Ieri è stata la mia terza rentrée all’università e, visto che so che ci tenete a sapere chi mi passerà tra le mani a gennaio, vi informo delle novità. Quest’anno mi hanno cambiato di aula, si vede che quella degli altri era troppo grande e – in effetti – un po’ lo era. Se fosse un albergo o un centro di formazione in cui le stanze hanno nomi (e quanti ce ne sono, miei cari! il lunedì pomeriggio io di solito insegno in Renoir o in Monet, qualche tempo fa insegnavo in Saturne e ho insegnato anche in Dalì, che non mi ha mai detto niente tra l’altro, lui), l’aula dell’anno scorso si sarebbe chiamata betulla e quella di quest’anno mogano. Per dirvi che c’è legno scuro dappertutto, ma fa serietà, io credo.

Anche se l’aula è più piccola, le due prime file restano comunque vuote a conferma che è riflesso automatico (come tossire o pararsi le palle se cercano di darvi un calcio) non sedersi davanti al professore. Anche se vi vedo pure se siete in quarta fila, se sbadigliate. Nelle ultime file ci sono sempre le persone più brillanti nella vita e meno agli esami, a imperitura conferma di quel che sappiamo. E ho già deciso chi mi sta sul cazzo.

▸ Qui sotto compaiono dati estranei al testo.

PR #1273, opened 2017-05-17
corell Metal backend

JohnColanduoni:
This is a first pass at a corell Metal backend. It has just enough working to run the trianglell example (which I didn't know displayed a rectangle now XD). A couple of important notes:

* The corell SwapChain API doesn't work well with the usual method of drawing to windows with Metal (namely CAMetalLayer). CAMetalLayer maintains a set of textures internally for the backbuffer, but it handles reuse via reference counting and doesn't give us access to the persistent ordered list that we need. To work around this, I've implemented the swap chain manually, taking advantage of the ability to create a Metal texture from a GPU-resident IOSurface (which appears to be how CAMetalLayer does it). There's definitely a way to directly use an IOSurface as a backing store for a CALayer to prevent the need for any copying, but until I can figure out how to do that I used a single-buffered OpenGL context and glBlitFramebuffer to handle presentation. This only imposes the overhead of a single GPU-GPU copy per frame.

* Metal has heaps and fences, but they are unavailable on macOS. The code that is specific to heap/fence emulation is marked with a "native_heap" /"native_fence" feature so it is clear what needs to change to implement unemulated variants in the future.


msiglreith:
Awesome! 💯  I'll have a look later on!

kvark:
WOOT!
@homu delegate=msiglreith

examples/trianglell/main.rs
```diff
@@ -92,6 +97,11 @@ fn main() {
             ("ps_main", include_bytes!("data/ps_main.spv"))]
         ).expect("Error on creating shader lib");
 
+    #[cfg(feature = "metal")]
+    let shader_lib = factory.create_shader_library_from_source(
```
msiglreith: Good to see the actual library feature in use!

src/backend/metalll/src/command.rs
```diff
@@ -0,0 +1,613 @@
...
+    }
+
+    fn bind_vertex_buffers(&mut self, buffer: pso::VertexBufferSet<Resources>) {
+        self.vertex_buffers.clear();
+        self.vertex_buffers.extend(buffer.0.iter().map(|&(buffer, offset)| (buffer.0, offset)));
+    }
+
+    fn set_viewports(&mut self, rects: &[target::Rect]) {
+        if rects.len() != 1 {
+            panic!("Metal supports only one viewport");
```
msiglreith: We could propagate the errors in the future and emit then on `finish()`

src/backend/metalll/src/command.rs
```diff
@@ -0,0 +1,613 @@
...
+            if let Some(viewport) = command_buffer.viewport {
+                render_encoder.set_viewport(viewport);
+            }
+            if let Some(scissors) = command_buffer.scissors {
+                render_encoder.set_scissor_rect(scissors);
+            }
+            if let Some(pipeline_state) = command_buffer.pipeline_state {
+                render_encoder.set_render_pipeline_state(pipeline_state);
+            } else {
+                panic!("missing bound pipeline state object");
```
msiglreith: Is this a requirement for Metal Encoders to have always an bound PSO?
I've seen various other constraints in some backends (e.g vertex bind slots need to defined etc.).
We should document them somewhere but that's out of scope.

msiglreith:
Thanks again, great work!
Yeah, it should display the gfx-rs logo, `trianglell` might not be the best name :grinning: 
@homu r+

src/backend/metalll/src/command.rs
JohnColanduoni: The docs say its required for draw calls, but doesn't specify whether you can call end_encoding without setting one. I'll have to test this to see if you can use an empty encoder to clear renderbuffers.

PR #1274, opened 2017-05-17
Improved Metal rendering and presentation for corell

JohnColanduoni:
Metal's SwapChain implementation now presents the backbuffers directly, without any copying,
by setting the IOSurface backing the Metal texture as the contents of a CALayer. This hands
our renderbuffer straight to the compositor, just as the native swapchain in CAMetalLayer does.

Additionally, the trianglell example now displays almost correctly when using Metal; it now samples
the texture properly instead of displaying the texture coordinates as colors. However blend mode
interpretation is still not implemented, so the background of the rectangle is white, not transparent.

### DIFF
--- a/examples/trianglell/shader/triangle.metal
+++ b/examples/trianglell/shader/triangle.metal
@@ -7,17 +7,21 @@ struct VsInput {
 
 struct VsOutput {
   float4 pos [[position]];
-  float3 color;
+  float2 uv;
 };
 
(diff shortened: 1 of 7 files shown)


kvark:
Wow, that was fast!
@homu delegate=msiglreith

JohnColanduoni:
Yeah, turns out the reason the presentation part wasn't working was I specified the backbuffer format as RGBC instead of RGBA XD

msiglreith:
@homu r+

Quel che è importante, a parte tutto, è che sono già cominciate le grane perché non ho Clam Chowder, non ho Wiener Schnitzel ma ho ben quattro teutoni che mi hanno approcciato prima ancora di cominciare il corso e mi hanno detto, in coro come fossero state Qui, Quo, Qua e Inga: Non so se seguiremo il corso, vediamo se ci piace.

Che poi uno dice l’ansia da prestazione. E una di loro si chiama come un generale degli Afrikakorps.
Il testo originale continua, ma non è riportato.